An exact copy of every entry below is needed.

Saved entries:
= Beginning of Section =

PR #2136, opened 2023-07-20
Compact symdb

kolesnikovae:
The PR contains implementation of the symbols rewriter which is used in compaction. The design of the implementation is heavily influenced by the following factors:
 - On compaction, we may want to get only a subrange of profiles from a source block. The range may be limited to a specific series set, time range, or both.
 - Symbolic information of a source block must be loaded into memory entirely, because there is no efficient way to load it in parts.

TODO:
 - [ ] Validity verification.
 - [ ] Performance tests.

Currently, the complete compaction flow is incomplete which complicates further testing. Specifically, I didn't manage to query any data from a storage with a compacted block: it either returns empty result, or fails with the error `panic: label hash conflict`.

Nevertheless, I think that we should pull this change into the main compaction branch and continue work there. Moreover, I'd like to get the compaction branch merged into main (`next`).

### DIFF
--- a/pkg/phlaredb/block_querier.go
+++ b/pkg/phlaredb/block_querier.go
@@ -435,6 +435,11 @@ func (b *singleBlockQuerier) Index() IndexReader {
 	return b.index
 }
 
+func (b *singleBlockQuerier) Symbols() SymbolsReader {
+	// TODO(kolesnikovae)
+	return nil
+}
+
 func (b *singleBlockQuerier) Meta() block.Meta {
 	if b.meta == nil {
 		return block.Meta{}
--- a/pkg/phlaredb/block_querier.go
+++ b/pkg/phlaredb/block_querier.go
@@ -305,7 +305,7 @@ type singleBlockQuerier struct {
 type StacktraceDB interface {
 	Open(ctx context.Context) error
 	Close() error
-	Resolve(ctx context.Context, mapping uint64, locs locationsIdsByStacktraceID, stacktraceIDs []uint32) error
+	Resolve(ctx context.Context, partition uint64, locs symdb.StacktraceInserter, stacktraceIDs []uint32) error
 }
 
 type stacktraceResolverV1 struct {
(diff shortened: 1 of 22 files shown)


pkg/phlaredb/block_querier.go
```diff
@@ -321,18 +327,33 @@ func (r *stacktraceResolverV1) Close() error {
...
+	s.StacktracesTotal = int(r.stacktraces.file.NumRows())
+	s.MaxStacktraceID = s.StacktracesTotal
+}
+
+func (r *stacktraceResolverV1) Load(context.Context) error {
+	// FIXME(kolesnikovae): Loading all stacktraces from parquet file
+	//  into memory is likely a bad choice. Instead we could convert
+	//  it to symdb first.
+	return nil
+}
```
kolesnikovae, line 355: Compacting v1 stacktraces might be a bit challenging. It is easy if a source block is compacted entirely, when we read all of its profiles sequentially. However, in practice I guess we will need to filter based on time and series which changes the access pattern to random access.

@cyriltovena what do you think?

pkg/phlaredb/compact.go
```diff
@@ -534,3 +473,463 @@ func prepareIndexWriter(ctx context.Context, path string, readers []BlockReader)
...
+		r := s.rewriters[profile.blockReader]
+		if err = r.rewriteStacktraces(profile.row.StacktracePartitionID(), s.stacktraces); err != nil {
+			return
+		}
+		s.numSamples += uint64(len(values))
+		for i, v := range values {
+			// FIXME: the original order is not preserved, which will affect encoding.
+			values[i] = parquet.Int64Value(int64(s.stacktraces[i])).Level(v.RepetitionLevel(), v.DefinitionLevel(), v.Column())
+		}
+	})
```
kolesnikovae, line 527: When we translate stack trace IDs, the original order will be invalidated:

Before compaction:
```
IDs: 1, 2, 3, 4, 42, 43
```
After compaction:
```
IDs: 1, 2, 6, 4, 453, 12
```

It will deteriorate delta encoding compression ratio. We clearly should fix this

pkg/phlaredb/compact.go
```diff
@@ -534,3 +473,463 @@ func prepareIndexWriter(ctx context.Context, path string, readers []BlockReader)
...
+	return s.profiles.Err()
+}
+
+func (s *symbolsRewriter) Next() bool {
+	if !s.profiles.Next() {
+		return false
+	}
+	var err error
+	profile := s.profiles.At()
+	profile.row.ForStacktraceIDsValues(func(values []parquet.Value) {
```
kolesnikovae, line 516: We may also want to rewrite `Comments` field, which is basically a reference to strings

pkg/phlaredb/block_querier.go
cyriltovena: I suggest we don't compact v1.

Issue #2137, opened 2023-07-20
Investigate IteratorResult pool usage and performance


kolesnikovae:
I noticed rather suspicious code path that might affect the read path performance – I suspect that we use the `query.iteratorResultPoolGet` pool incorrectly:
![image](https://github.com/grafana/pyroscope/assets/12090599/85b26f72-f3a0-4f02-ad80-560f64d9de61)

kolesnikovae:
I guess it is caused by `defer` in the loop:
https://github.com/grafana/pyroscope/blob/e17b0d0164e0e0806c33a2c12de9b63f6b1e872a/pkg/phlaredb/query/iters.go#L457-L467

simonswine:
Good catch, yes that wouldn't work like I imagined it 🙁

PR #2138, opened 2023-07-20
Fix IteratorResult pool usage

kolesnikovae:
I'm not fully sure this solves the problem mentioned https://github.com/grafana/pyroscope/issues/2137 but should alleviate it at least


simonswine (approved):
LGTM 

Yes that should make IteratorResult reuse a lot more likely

= End of Section =

- **WRITTEN SOLUTION**
PR #2136, opened 2023-07-20
Compact symdb

kolesnikovae:
The PR contains implementation of the symbols rewriter which is used in compaction. The design of the implementation is heavily influenced by the following factors:
 - On compaction, we may want to get only a subrange of profiles from a source block. The range may be limited to a specific series set, time range, or both.
 - Symbolic information of a source block must be loaded into memory entirely, because there is no efficient way to load it in parts.

TODO:
 - [ ] Validity verification.
 - [ ] Performance tests.

Currently, the complete compaction flow is incomplete which complicates further testing. Specifically, I didn't manage to query any data from a storage with a compacted block: it either returns empty result, or fails with the error `panic: label hash conflict`.

Nevertheless, I think that we should pull this change into the main compaction branch and continue work there. Moreover, I'd like to get the compaction branch merged into main (`next`).

### DIFF
--- a/pkg/phlaredb/block_querier.go
+++ b/pkg/phlaredb/block_querier.go
@@ -435,6 +435,11 @@ func (b *singleBlockQuerier) Index() IndexReader {
 	return b.index
 }
 
+func (b *singleBlockQuerier) Symbols() SymbolsReader {
+	// TODO(kolesnikovae)
+	return nil
+}
+
 func (b *singleBlockQuerier) Meta() block.Meta {
 	if b.meta == nil {
 		return block.Meta{}
--- a/pkg/phlaredb/block_querier.go
+++ b/pkg/phlaredb/block_querier.go
@@ -305,7 +305,7 @@ type singleBlockQuerier struct {
 type StacktraceDB interface {
 	Open(ctx context.Context) error
 	Close() error
-	Resolve(ctx context.Context, mapping uint64, locs locationsIdsByStacktraceID, stacktraceIDs []uint32) error
+	Resolve(ctx context.Context, partition uint64, locs symdb.StacktraceInserter, stacktraceIDs []uint32) error
 }
 
 type stacktraceResolverV1 struct {
(diff shortened: 1 of 22 files shown)


pkg/phlaredb/block_querier.go
```diff
@@ -321,18 +327,33 @@ func (r *stacktraceResolverV1) Close() error {
...
+	s.StacktracesTotal = int(r.stacktraces.file.NumRows())
+	s.MaxStacktraceID = s.StacktracesTotal
+}
+
+func (r *stacktraceResolverV1) Load(context.Context) error {
+	// FIXME(kolesnikovae): Loading all stacktraces from parquet file
+	//  into memory is likely a bad choice. Instead we could convert
+	//  it to symdb first.
+	return nil
+}
```
kolesnikovae, line 355: Compacting v1 stacktraces might be a bit challenging. It is easy if a source block is compacted entirely, when we read all of its profiles sequentially. However, in practice I guess we will need to filter based on time and series which changes the access pattern to random access.

@cyriltovena what do you think?

pkg/phlaredb/compact.go
```diff
@@ -534,3 +473,463 @@ func prepareIndexWriter(ctx context.Context, path string, readers []BlockReader)
...
+		r := s.rewriters[profile.blockReader]
+		if err = r.rewriteStacktraces(profile.row.StacktracePartitionID(), s.stacktraces); err != nil {
+			return
+		}
+		s.numSamples += uint64(len(values))
+		for i, v := range values {
+			// FIXME: the original order is not preserved, which will affect encoding.
+			values[i] = parquet.Int64Value(int64(s.stacktraces[i])).Level(v.RepetitionLevel(), v.DefinitionLevel(), v.Column())
+		}
+	})
```
kolesnikovae, line 527: When we translate stack trace IDs, the original order will be invalidated:

Before compaction:
```
IDs: 1, 2, 3, 4, 42, 43
```
After compaction:
```
IDs: 1, 2, 6, 4, 453, 12
```

It will deteriorate delta encoding compression ratio. We clearly should fix this

pkg/phlaredb/compact.go
```diff
@@ -534,3 +473,463 @@ func prepareIndexWriter(ctx context.Context, path string, readers []BlockReader)
...
+	return s.profiles.Err()
+}
+
+func (s *symbolsRewriter) Next() bool {
+	if !s.profiles.Next() {
+		return false
+	}
+	var err error
+	profile := s.profiles.At()
+	profile.row.ForStacktraceIDsValues(func(values []parquet.Value) {
```
kolesnikovae, line 516: We may also want to rewrite `Comments` field, which is basically a reference to strings

pkg/phlaredb/block_querier.go
cyriltovena: I suggest we don't compact v1.

Issue #2137, opened 2023-07-20
Investigate IteratorResult pool usage and performance


kolesnikovae:
I noticed rather suspicious code path that might affect the read path performance – I suspect that we use the `query.iteratorResultPoolGet` pool incorrectly:
![image](https://github.com/grafana/pyroscope/assets/12090599/85b26f72-f3a0-4f02-ad80-560f64d9de61)

kolesnikovae:
I guess it is caused by `defer` in the loop:
https://github.com/grafana/pyroscope/blob/e17b0d0164e0e0806c33a2c12de9b63f6b1e872a/pkg/phlaredb/query/iters.go#L457-L467

simonswine:
Good catch, yes that wouldn't work like I imagined it 🙁

PR #2138, opened 2023-07-20
Fix IteratorResult pool usage

kolesnikovae:
I'm not fully sure this solves the problem mentioned https://github.com/grafana/pyroscope/issues/2137 but should alleviate it at least


simonswine (approved):
LGTM 

Yes that should make IteratorResult reuse a lot more likely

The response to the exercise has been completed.